In [1]:
import random
import numpy as np
import matplotlib.pyplot as plt

import torch
from torch import nn, optim

from torchvision import datasets, transforms, models

from backdoor.poisons import NarcissusPoison

In [2]:
device = 'cuda:1' if torch.cuda.is_available() else 'cpu'

In [3]:
# The argumention use for surrogate model training stage
transform_surrogate_train = transforms.Compose([
    transforms.Resize(32),
    transforms.RandomCrop(32, padding=4),  
    transforms.RandomHorizontalFlip(),
    transforms.ToTensor(),
    transforms.Normalize((0.5, 0.5, 0.5), (0.5, 0.5, 0.5)),
])

# The argumention use for all training set
transform_train = transforms.Compose([
    transforms.RandomCrop(32, padding=4),  
    transforms.RandomHorizontalFlip(),
    transforms.ToTensor(),
    transforms.Normalize((0.5, 0.5, 0.5), (0.5, 0.5, 0.5)),
])

# The argumention use for all testing set
transform_test = transforms.Compose([
    transforms.ToTensor(),
    transforms.Normalize((0.5, 0.5, 0.5), (0.5, 0.5, 0.5)),
])

In [4]:
trainset = datasets.CIFAR10(root='/data/', train=True, download=False, transform=transform_train)
testset = datasets.CIFAR10(root='/data/', train=False, download=False, transform=transform_test)
pood_trainset = datasets.ImageFolder(root='/data/tiny-imagenet-200/train/', transform=transform_surrogate_train)

In [5]:
surrogate_model = models.resnet18(num_classes=201).to(device)
warmup_model = models.resnet18(num_classes=201).to(device)

In [6]:
attack = NarcissusPoison(device, pood_trainset, trainset, surrogate_model, warmup_model)

In [7]:
# sur_epochs = 200

# sur_criterion = nn.CrossEntropyLoss()
# sur_optimizer = optim.SGD
# sur_scheduler = optim.lr_scheduler.CosineAnnealingLR

# attack.train_surrogate(sur_epochs, sur_criterion, sur_optimizer, sur_scheduler)

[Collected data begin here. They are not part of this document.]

PR #298, opened 2021-08-09
Refactor transactions for scalability

DominicSherman:
Previously I was hoping to be able to share more across different locations where we were pulling transactions. It's looking like almost every instance will need its own query so breaking them each out into their own hooks with a helper for what can be shared.


cardstack/src/utils/sorting-utils.ts
```diff
@@ -0,0 +1,6 @@
+export const sortByTime = (a: any, b: any) => {
+  const timeA = Number(a.timestamp || a.minedAt || a.createdAt);
+  const timeB = Number(b.timestamp || b.minedAt || b.createdAt);
```
danibonilha, line 3: the params are typed as any but we use properties of an object, shouldn't we type that ?

cardstack/src/hooks/transactions/use-depot-transactions.tsx
```diff
@@ -0,0 +1,60 @@
...
+    isFetchingMore,
+    onEndReached: () => {
+      if (!isFetchingMore && fetchMore) {
+        fetchMore({
+          variables: {
+            skip: transactionsCount,
+          },
+        });
+      }
+    },
```
danibonilha: nit: if this will have always have the same behavior, we could have a hook that returns a useCallback and wraps this, or we could just wrap this in a useCallback itself to avoid losing reference

cardstack/src/hooks/transactions/use-depot-transactions.tsx
```diff
@@ -0,0 +1,60 @@
...
+    refetch,
+    refetchLoading: networkStatus === NetworkStatus.refetch,
+    sections: sections,
```
danibonilha: nit: could use shorthand

cardstack/src/hooks/transactions/use-prepaid-card-transactions.tsx
```diff
@@ -0,0 +1,98 @@
...
+        setSections([]);
+      }
+    };
+
+    setSectionsData();
+  }, [currencyConversionRates, nativeCurrency, accountAddress, data]);
+
+  return {
+    sections: sections,
+  };
```
danibonilha, line 49: ditto

cardstack/src/hooks/transactions/use-depot-transactions.tsx
```diff
@@ -0,0 +1,60 @@
...
+
+  const client = getApolloClient(network);
+
+  const {
+    data,
+    networkStatus,
+    fetchMore,
+    refetch,
+    error,
+  } = useGetSafeTransactionHistoryDataQuery({
```
topwebtek7: @DominicSherman well don't you think we need to use a separate query that returns only depot transactions? e.g. like GetPrepaidCardHistoryData

cardstack/src/hooks/transactions/use-transaction-sections.tsx
```diff
@@ -0,0 +1,83 @@
...
+          logger.log('Error setting sections data', e);
+        }
+
+        setLoading(false);
+      } else if (isEmpty) {
+        setSections([]);
+      }
+    };
+
+    setSectionsData();
```
danibonilha, line 82: This piece is exactly the same as the other one the only difference are the transactions, is there a way to reuse this ?

cardstack/src/hooks/transactions/use-depot-transactions.tsx
DominicSherman: I can rename this

cardstack/src/utils/sorting-utils.ts
DominicSherman: The result from the group by that uses this has a very weird type which made this difficult to type correctly. if you wanted to help me debug maybe we could figure out how to add types for this?

topwebtek7 (approved):
Good refactoring! 👍🏼

cardstack/src/utils/sorting-utils.ts
danibonilha: Maybe we could cast `a.data[0] as SomeType` , but I won't block you're PR over this since I noticed we have multiple places where the transaction typing is a bit out of place, we can refactor that later

danibonilha (approved):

# surrogate already trained and is stored in './surrogate_model.pth'
surrogate_model.load_state_dict(torch.load('./surrogate_model.pth'))
attack.load_surrogate(surrogate_model)

In [9]:
warmup_epochs = 5
warmup_criterion = nn.CrossEntropyLoss()
warmup_optim = optim.RAdam

model = attack.poi_warmup(warmup_epochs, warmup_criterion, warmup_optim)

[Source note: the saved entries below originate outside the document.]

PR #299, opened 2021-08-10
[CS-1496]: Wallet account name and account names UI fixes

eshinkawa:
### Description

Account name and wallet name with ellipsis and proper formatting

- [X] Completes #1496 #1561

### Checklist

### Screenshots

Aug-10-2021 12-54-15

### DIFF
--- a/src/components/change-wallet/AddressRow.js
+++ b/src/components/change-wallet/AddressRow.js
@@ -8,6 +8,7 @@ import { ContactAvatar } from '../contacts';
 import ImageAvatar from '../contacts/ImageAvatar';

Epoch:0, Loss: 5.183448e-01
Epoch:1, Loss: 0.000000e+00
Epoch:2, Loss: 0.000000e+00
Epoch:3, Loss: 0.000000e+00
Epoch:4, Loss: 0.000000e+00


In [None]:
criterion = nn.CrossEntropyLoss()
optimizer = optim.RAdam

attack.generate_trigger(1000, criterion, optimizer)

In [None]:
noise = attack.noise

In [None]:
def plot_img(img, title=''):
    if len(img.shape) > 3:
        img = img[0]
    img = np.moveaxis(img, 0, -1)
    img = np.clip(img, 0, 1)
    
    plt.imshow(img)
    plt.title(title)
    plt.show()

In [None]:
idx = 23

noised_img = trainset[idx][0].numpy() + noise[0]
print(noised_img.shape)

plot_img(noise, 'Noise')
plot_img(trainset[idx][0].numpy(), 'Normal Image')
plot_img(noised_img, 'Noised Image')

In [None]:
np.save('./noise.npy', noise)

In [None]:
poison_amount = 25

noise_testing_model = models.resnet18(num_classes=10)
noise_testing_model = noise_testing_model.to(device)

train_epochs = 200
train_lr = 0.1
test_batch_size = 150

multi_test = 3
random_seed = 65

In [None]:
np.random.seed(random_seed)
random.seed(random_seed)
torch.manual_seed(random_seed)
model = noise_testing_model

optimizer = optim.SGD(params=model.parameters(), lr=train_lr, momentum=0.9, weight_decay=5e-4)
criterion = nn.CrossEntropyLoss()
scheduler = optim.lr_scheduler.CosineAnnealingLR(optimizer, T_max=train_epochs)

In [None]:
target_class = 0
train_target_list = list(np.where(np.array(trainset.targets) == target_class)[0])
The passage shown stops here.